- [About this exercise] All lines of the entries with "class" in them must be listed.

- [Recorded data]
====================

PR #6373, opened 2025-10-07
chore: Add tests for SentryCrashContext

itaybre:
Adds a couple of tests before adding some modifications

#skip-changelog

### DIFF
--- a/Tests/SentryTests/SentryCrash/SentryCrashMachineContextTests.m
+++ b/Tests/SentryTests/SentryCrash/SentryCrashMachineContextTests.m
@@ -1,0 +1,122 @@
+#import <XCTest/XCTest.h>
+
+#import "SentryCrashMachineContext.h"
+#import "SentryCrashMachineContext_Apple.h"
+#import "TestThread.h"
+#import <mach/mach.h>
+
+@interface SentryCrashMachineContextTests : XCTestCase
+@end
+
+@implementation SentryCrashMachineContextTests
+
+- (void)testGetContextForThread_NonCrashedContext_DoesNotPopulateThreadList
+{
+    // Create a test thread
+    NSObject *notificationObject = [[NSObject alloc] init];
+    TestThread *thread = [[TestThread alloc] init];
+    thread.notificationObject = notificationObject;
+
+    XCTestExpectation *exp = [self expectationWithDescription:@"thread started"];
+    [NSNotificationCenter.defaultCenter
+        addObserverForName:@"io.sentry.test.TestThread.main"
+                    object:notificationObject
+                     queue:nil
+                usingBlock:^(NSNotification *_Nonnull __unused notification) {
+                    [NSNotificationCenter.defaultCenter
+                        removeObserver:self
+                                  name:@"io.sentry.test.TestThread.main"
+                                object:notificationObject];
+                    [exp fulfill];
+                }];
+
+    [thread start];
+    [self waitForExpectationsWithTimeout:1 handler:nil];
+
+    kern_return_t kr;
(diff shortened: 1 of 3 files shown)


Tests/SentryTests/SentryCrash/SentryCrashMachineContextTests.m
```diff
@@ -0,0 +1,122 @@
...
+    int threadCount = sentrycrashmc_getThreadCount(machineContext);
+    XCTAssertTrue(
+        threadCount >= 10, @"Thread count should include all test threads, got %d", threadCount);
+    XCTAssertTrue(threadCount <= SENTRY_CRASH_MAX_THREADS,
+        @"Thread count should not exceed maximum of SENTRY_CRASH_MAX_THREADS, got %d", threadCount);
+
+    // Verify that all our threads are in the list
+    for (TestThread *thread in threads) {
+        int threadIndex = sentrycrashmc_indexOfThread(machineContext, thread.thread);
+        XCTAssertTrue(threadIndex >= 0, @"Thread should be found in the list");
```
philippsuess, line 116: `h`: When I run this test repeatedly in Xcode, it always fails for me here. This is because the test doesn't wait until all threads are finished, and then I have over 100 threads running. I think we should add some cleanup loop that iterates over all threads and waits until all of them are finished. Ideally, we use XCTestExpectations for this. The same applies to the test above.

philipphofmann (commented):
The tests don't cleanup the threads. We need to fix that. Otherwise, we might end up with flaky tests.

Tests/SentryTests/SentryCrash/SentryCrashMachineContextTests.m
```diff
@@ -0,0 +1,134 @@
...
+
+    // Clean up
+    thread_resume(firstThread.thread);
+    NSMutableArray<XCTestExpectation *> *finishExpectations =
+        [NSMutableArray arrayWithCapacity:threads.count];
+    for (TestThread *thread in threads) {
+        thread.endExpectation =
+            [[XCTestExpectation alloc] initWithDescription:@"Wait for thread to cancel"];
+        [finishExpectations addObject:thread.endExpectation];
+        [thread cancel];
```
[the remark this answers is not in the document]
itaybre: Can be discarded, the thread wont end until we call `cancel`

Tests/SentryTests/SentryCrash/SentryCrashMachineContextTests.m
```diff
@@ -0,0 +1,134 @@
...
+                usingBlock:^(NSNotification *_Nonnull __unused notification) {
+                    [NSNotificationCenter.defaultCenter
+                        removeObserver:self
+                                  name:@"io.sentry.test.TestThread.main"
+                                object:notificationObject];
+                    [exp fulfill];
+                }];
+
+    [thread start];
+    [self waitForExpectationsWithTimeout:1 handler:nil];
```
noahsmartin: Might want to increase this timeout since CI machines can run slow

Tests/SentryTests/SentryCrash/SentryCrashMachineContextTests.m
```diff
@@ -0,0 +1,134 @@
...
+                                      name:@"io.sentry.test.TestThread.main"
+                                    object:notificationObject];
+                        [exp fulfill];
+                    }];
+
+        [threads addObject:thread];
+        [thread start];
+    }
+
+    [self waitForExpectations:expectations timeout:2];
```
noahsmartin: Same here, I recommend 5 for CI

PR #6375, opened 2025-10-07
fix: Fix thread deallocation

itaybre:
Thread deallocation logic is only deallocating thread in the context

#skip-changelog

### DIFF
--- a/Sources/SentryCrash/Recording/Tools/SentryCrashMachineContext.c
+++ b/Sources/SentryCrash/Recording/Tools/SentryCrashMachineContext.c
@@ -70,7 +70,7 @@ getThreadList(SentryCrashMachineContext *context)
         SENTRY_ASYNC_SAFE_LOG_ERROR("task_threads: %s", mach_error_string(kr));
         return false;
     }
-    SENTRY_ASYNC_SAFE_LOG_TRACE("Got %d threads", context->threadCount);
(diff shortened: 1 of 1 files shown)


Sources/SentryCrash/Recording/Tools/SentryCrashMachineContext.c
```diff
@@ -84,7 +84,7 @@ getThreadList(SentryCrashMachineContext *context)
     context->threadCount = threadCount;
 
     for (mach_msg_type_number_t i = 0; i < actualThreadCount; i++) {
-        mach_port_deallocate(thisTask, context->allThreads[i]);
+        mach_port_deallocate(thisTask, threads);
```
philippsuess: `h`:
```suggestion
        mach_port_deallocate(thisTask, threads[i]);
```

philipphofmann (approved):
When fixing the h issue. LGTM

Sources/SentryCrash/Recording/Tools/SentryCrashMachineContext.c
itaybre: Wow, huge thanks for catching that

philippsuess: Seer also caught it 😄 https://github.com/getsentry/sentry-cocoa/pull/6375#discussion_r2411931563

PR #6383, opened 2025-10-08
fix: Improve flaky tests at SentryDispatchQueueWrapperSwiftTests

itaybre:
Tests at `SentryDispatchQueueWrapperSwiftTests` are being flaky.
Adding some active wait to improve this

image

#skip-changelog

### DIFF
--- a/Tests/SentryTests/Networking/SentryDispatchQueueWrapperTests.swift
+++ b/Tests/SentryTests/Networking/SentryDispatchQueueWrapperTests.swift
@@ -30,46 +30,51 @@ class SentryDispatchQueueWrapperSwiftTests: XCTestCase {
     }
     
     func testDispatchAsyncOnMainQueueIfNotMainThreadOnMain() {
-        let expectation = XCTestExpectation()
+        let blockExpectation = XCTestExpectation(description: "Block Expectation")
         
-        var flag = false
+        let outerExpectation = XCTestExpectation(description: "This exepctation should execute last")
+        outerExpectation.isInverted = true
         
         let sut = SentryDispatchQueueWrapper()
         sut.dispatchAsyncOnMainQueueIfNotMainThread {
-            // Add a sleep to ensure this executes before the flag is set even if delayed
-            sleep(1)
             XCTAssertTrue(Thread.isMainThread)
-            XCTAssertFalse(flag, "Block did not run synchronously")
+            self.wait(for: [outerExpectation], timeout: 1)
             
-            expectation.fulfill()
+            blockExpectation.fulfill()
         }
-        flag = true
+        outerExpectation.fulfill()
         
-        wait(for: [expectation], timeout: 2)
+        wait(for: [blockExpectation], timeout: 2)
     }
     
     func testDispatchAsyncOnMainQueueIfNotMainThreadFromBackground() {
         let expectation = XCTestExpectation()
         
         DispatchQueue.global().async {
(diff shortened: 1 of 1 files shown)


Tests/SentryTests/Networking/SentryDispatchQueueWrapperTests.swift
```diff
@@ -36,6 +36,8 @@ class SentryDispatchQueueWrapperSwiftTests: XCTestCase {
         
         let sut = SentryDispatchQueueWrapper()
         sut.dispatchAsyncOnMainQueueIfNotMainThread {
+            // Add a sleep to ensure this executes before the flag is set even if delayed
+            sleep(1)
```
philippsuess: `h`: I think this sleep shouldn't be required. Everything should run on the main thread. If we need a sleep here, something is broken.

Tests/SentryTests/Networking/SentryDispatchQueueWrapperTests.swift
```diff
@@ -55,6 +57,8 @@ class SentryDispatchQueueWrapperSwiftTests: XCTestCase {
             var flag = false
             let sut = SentryDispatchQueueWrapper()
             sut.dispatchAsyncOnMainQueueIfNotMainThread {
+                // Add a sleep to ensure this executes after the flag is set
+                sleep(1)
```
philippsuess: `m`: This won't help much. We have a race condition here. Both the main thread and the background thread write the `flag`. When we schedule work here from a bg thread to the main thread, the order of execution isn't deterministic, meaning if `XCTAssertTrue(flag)` or `flag = true` runs first is somewhat random. Even adding a thread sleep(1) could maybe in rare cases lead to a test failure.

I would recommend something like this, which would deadlock for 5 seconds if the two expectations run on the main thread, which is basically removing `DispatchQueue.global().async {` from the test.
```swift
func testDispatchAsyncOnMainQueueIfNotMainThreadFromBackground() {
    let expectation = XCTestExpectation()
    
        let mainThreadExpectation = XCTestExpectation(description: "Main Thread Expectation")
        let bgThreadExpectation = XCTestExpectation(description: "BG Thread Expectation")

        let sut = SentryDispatchQueueWrapper()

        sut.dispatchAsyncOnMainQueueIfNotMainThread {
            XCTAssertTrue(Thread.isMainThread, "The block didn't run on the main thread, but it should have")

            // Wait for the background thread to fulfill its expectation
            // If this code runs on the same thread as the bgThreadExpectation, the expectation times out.
            self.wait(for: [bgThreadExpectation], timeout: 5.0)

            // Unblock the BG thread
            mainThreadExpectation.fulfill()
        }

        // Unblock the main thread
        bgThreadExpectation.fulfill()

        self.wait(for: [mainThreadExpectation], timeout: 5.0)

        expectation.fulfill()
    }
    
    wait(for: [expectation], timeout: 10.0)
}
```

Tests/SentryTests/Networking/SentryDispatchQueueWrapperTests.swift
itaybre: Nono, the sleep is not required. Added it as an additional verification.
I can use an inverted expectation too to make this clear

philippsuess: Yes, please ditch the sleep. Everything runs on the main thread. We shouldn't have to use expectations.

====================

- [Response to the task]
@@ -30,46 +30,51 @@ class SentryDispatchQueueWrapperSwiftTests: XCTestCase {
@@ -36,6 +36,8 @@ class SentryDispatchQueueWrapperSwiftTests: XCTestCase {
@@ -55,6 +57,8 @@ class SentryDispatchQueueWrapperSwiftTests: XCTestCase {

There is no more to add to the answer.